The disclosure of the meltdowns more than two months after the quake struck came as a U.N. nuclear safety team began an investigation into the worst nuclear disaster since Chernobyl, 25 years ago.
Experts are still trying to understand how events at the Fukushima Daiichi plant on Japan's Pacific coast, 240 km (150 miles) north of Tokyo, spiralled out of control after the earthquake and tsunami, which killed about 25,000 people.
"We're here to gather information and to seek to learn lessons, because the basis for the high standards in nuclear safety is never being complacent," said Michael Weightman, head of Britain's nuclear safety agency and leader of an 18-member International Atomic Energy Agency (IAEA) team.
Engineers are still battling to stop radiated water leaking from the reactors and bring the plant under control.
Representatives of the IAEA team, which includes nuclear safety experts from France, Russia, China and the United States, will meet Japanese officials this week before travelling to Fukushima.
The team from the U.N. agency will prepare a report that will be presented at a meeting of international officials next month in Vienna and represent the first outside audit of Japan's emergency response.
The plant's operator, Tokyo Electric Power Co, had been wary of using the term "meltdown" but said earlier on Tuesday it had concluded meltdowns had occurred at three of the six reactors.
The government and outside experts had already said that fuel rods at three of the reactors had likely melted soon after the disaster and the Tuesday disclosure confirmed what most outside experts had come to believe within days of the accident.
But the timing of the announcement renewed questions about whether officials had been forthcoming about the extent of the crisis, which spread fear of radiation contamination around the world.
"I think there was an element of the government's initial view of the accident that wasn't severe enough and that's something we have to reflect on," said Goshi Hosono, an aide to Prime Minister Naoto Kan, who has been coordinating the response to the accident.
Kan has come under fire for his government's response to the disaster and for what some say is patchy disclosure of information despite regular briefings.
"NOTHING IS RESOLVED"
In a report to the government, the utility also said the tsunami rather than the magnitude 9.0 quake had disabled external power and knocked out cooling systems, a point of keen interest in the quake-prone country, which relies on atomic power for about 30 percent of its electricity.
The radiation leaking from the plant is at much lower levels than it was in the days following a series of hydrogen explosions that came around the time of the meltdowns in March.
Some analysts said the delay in confirming the meltdowns suggested the utility feared touching off panic by disclosing the severity of the accident.
"The word 'meltdown' has such a strong connotation," said Sophia University professor Koichi Nakano. "Now people are used to the situation.

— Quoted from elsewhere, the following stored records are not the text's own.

PR #127, opened 2016-09-16
propogate errors

yschimke:
Two changes 

1) TCP Duplex connection treats a EOF or write error as an EOF.  
2) ConsumerMix propogates a CONNECTION_ERROR via onError instead of OnComplete


src/mixins/ConsumerMixin.h
```diff
@@ -48,8 +48,14 @@ class ConsumerMixin : public Base {
  protected:
   /// @{
   void endStream(StreamCompletionSignal signal) {
-    // FIXME: switch on signal and verify that callsites propagate stream errors
-    consumingSubscriber_.onComplete();
+    switch (signal) {
+      case  StreamCompletionSignal::CONNECTION_ERROR:
```
stupaq-fb: Can you reformat?

src/tcp/TcpDuplexConnection.cpp
```diff
@@ -64,7 +66,7 @@ void TcpDuplexConnection::readDataAvailable(size_t len) noexcept {
 }
 
 void TcpDuplexConnection::readEOF() noexcept {
-  inputSubscriber_.onComplete();
+  inputSubscriber_.onError(std::runtime_error("connection closed"));
```
stupaq-fb: Is it possible to have write err and then read EOF? In this case this will SEGV, right?

test/tcp/TcpServer.cpp
```diff
@@ -72,16 +72,16 @@ class ServerRequestHandler : public DefaultRequestHandler {
 
   void handleFireAndForgetRequest(Payload request) override {
     LOG(INFO) << "ServerRequestHandler.handleFireAndForgetRequest " << request
-              << "\n";
+              << std::endl;
```
stupaq-fb: Why is this needed?

test/tcp/TcpServer.cpp
```diff
@@ -72,16 +72,16 @@ class ServerRequestHandler : public DefaultRequestHandler {
...
   }
 
   void handleMetadataPush(std::unique_ptr<folly::IOBuf> request) override {
     LOG(INFO) << "ServerRequestHandler.handleMetadataPush "
-              << request->moveToFbString() << "\n";
+              << request->moveToFbString() << std::endl;
```
stupaq-fb: Ditto

test/tcp/TcpServer.cpp
```diff
@@ -72,16 +72,16 @@ class ServerRequestHandler : public DefaultRequestHandler {
...
   }
 
   void handleSetupPayload(ConnectionSetupPayload request) override {
-    LOG(INFO) << "ServerRequestHandler.handleSetupPayload " << request << "\n";
+    LOG(INFO) << "ServerRequestHandler.handleSetupPayload " << request << std::endl;
```
stupaq-fb: Ditto.

src/tcp/TcpDuplexConnection.cpp
yschimke: checking inputSubscriber_ is enough, right?

stupaq-fb: I believe so.

test/tcp/TcpServer.cpp
lehecka: we shouldn't be writing new lines into LOG statements, it would make grep filtering impossible.

yschimke: That is gone already, just showing because of github reviews AFAIK.  I will merge this is it passes tests.

PR #129, opened 2016-09-19
updates for cleaner build wrt C++14 and update gmock/gtest to 1.8 release

tmontgomery:
set std to c++14 and update to gmock 1.8.0.


tmontgomery:
FYI. the std=c++14 change was necessary for me based on updated folly (9/6/2016?) via brew on MacOS.

PR #130, opened 2016-09-20
temporary fix for lifetime of FramedReader

lehecka:
There is a problem with the FramedReader which is calling onNext in the loop parsing incoming frames. If one of the frame is refused and ConnectionAutomaton closes the DuplexConnection, the caller and callee are released and the instance of FramedReader is destroyed while still in the loop.
This fix is fixing the problem by making sure the instance is not destroyed while in the method.

I added a unit test for this case. I verified that without the fix there is SEGFAULT. With the fix there is still a problem with use-after-free in the unit test. The problem is not possible to address properly without changing the memory management around passing and referencing subscriptions and duplex connection. Will address this in the near future.
For now the problem is fixed.


yschimke:
I think we should have a rethink around the lifecycle events and memory management for reactivesocket-cpp.  Even perhaps starting with some base assumptions e.g. could a single threaded design using clean shared_ptrs (std or alike) make sense here?

Mainly because I can't see how to get to a cleaner model by adding more code.  But maybe someone else can suggest.

In that context, fixing this actual bug with a temporary fix seems appropriate to me.

tmontgomery:
@yschimke I am looking at this exact thing off and on. There is no need to complicate things further with our own SmartPointer, IMO.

Nothing is resolved, but normal business has resumed in places like Tokyo."
Tokyo Electric officials said damage to the No.2 reactor fuel rods had begun three days after the quake, with much of the fuel rods eventually melting and collecting at the bottom of the pressure vessel containing them. Fuel rods in the No.3 reactor were damaged by the afternoon of March 13, they said.

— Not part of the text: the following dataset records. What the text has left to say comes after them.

PR #135, opened 2016-09-26
use folly::to instead of std::to_string

yschimke:
build compatibility fix

### DIFF
--- a/src/ConnectionAutomaton.cpp
+++ b/src/ConnectionAutomaton.cpp
@@ -6,6 +6,7 @@
 
 #include <folly/ExceptionWrapper.h>
 #include <folly/Optional.h>
+#include <folly/String.h>
 #include <folly/io/IOBuf.h>
 #include <glog/logging.h>
 #include <iostream>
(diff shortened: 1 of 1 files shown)


stupaq-fb:
Please don't. It only makes removing folly dependency harder and doesn't change anything. What would be the reason to change it?

yschimke:
We already use it

```
$ git grep folly::to
src/ConnectionAutomaton.cpp:        Frame_ERROR::invalid("unknown stream " + folly::to<std::string>(streamId))
src/Payload.cpp:                    ? folly::to<std::string>(
src/Payload.cpp:                                 ? folly::to<std::string>(
tck-test/TypedCommands.h:    return folly::to<int>(command_.params().at(1));
tck-test/TypedCommands.h:    return folly::to<int>(command_.params().at(3));
tck-test/TypedCommands.h:    return folly::to<size_t>(command_.params().at(3));
test/framed/FramedWriterTest.cpp:            folly::to<std::string>(
test/framed/FramedWriterTest.cpp:            folly::to<std::string>(
```

And the existing code doesn't appear to work in our android build

stupaq-fb:
Oh, right. std::to_string is unimplemented, I remember hacking it on top of stringstream in RocketSpeed.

Hidehiko Nishiyama, a spokesman for the government's Nuclear and Industrial Safety Agency, echoed the utility's view that the 15-metre tsunami triggered the crisis but said a fuller picture would require an inspection of the site.

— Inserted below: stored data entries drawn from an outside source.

Issue #121, opened 2016-09-09
Create unit tests for TCP DuplexConnection


yschimke:

yschimke:
I suggest using MockAsyncSocket etc to test this.

PR #146, opened 2016-10-13
Add basic unit tests for TcpDuplexConnection

foghina:
Not sure this is enough to close out #121, but it's a start.

### DIFF
--- a/CMakeLists.txt
+++ b/CMakeLists.txt
@@ -179,6 +179,7 @@ add_executable(
   test/Test.cpp
   test/MockStats.h
   test/concurrent/OneToOneRingBufferTest.cpp
+  test/tcp/TcpDuplexConnectionTest.cpp
 )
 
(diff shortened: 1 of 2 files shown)


foghina:
Looks like folly needs to be updated in `reactivesocket-cpp-dependencies`.

yschimke:
Leave this here, we need a fresh build of homebrew folly.  Once that is available, I'll be more keen to update the travis version also.

foghina:
I'm using the latest homebrew folly, and it seems fresher than whatever travis has (i.e. this test passes). Or are you waiting for an even newer version?

yschimke:
I'm looking for a fresher version, e.g. about 3 days old.

benjchristensen:
@foghina thanks for getting involved and contributing!

lehecka:
as there is no progress on this. I will close this PR.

That process is likely to take months because of high radiation readings in areas of the plant, experts have said.
Tokyo Electric, better known as Tepco, has an interest in concluding that the quake did not cause the crisis since that could trigger a more costly review of power plants across Japan, said Sophia University's Nakano.
"It could very well be that Tepco is rushing to conclude that the tsunami is to blame to prevent further questions and give more momentum to the nuclear camp. It's not just Tepco, it's the whole nuclear industry, maybe business circles as a whole. It's highly political," he said.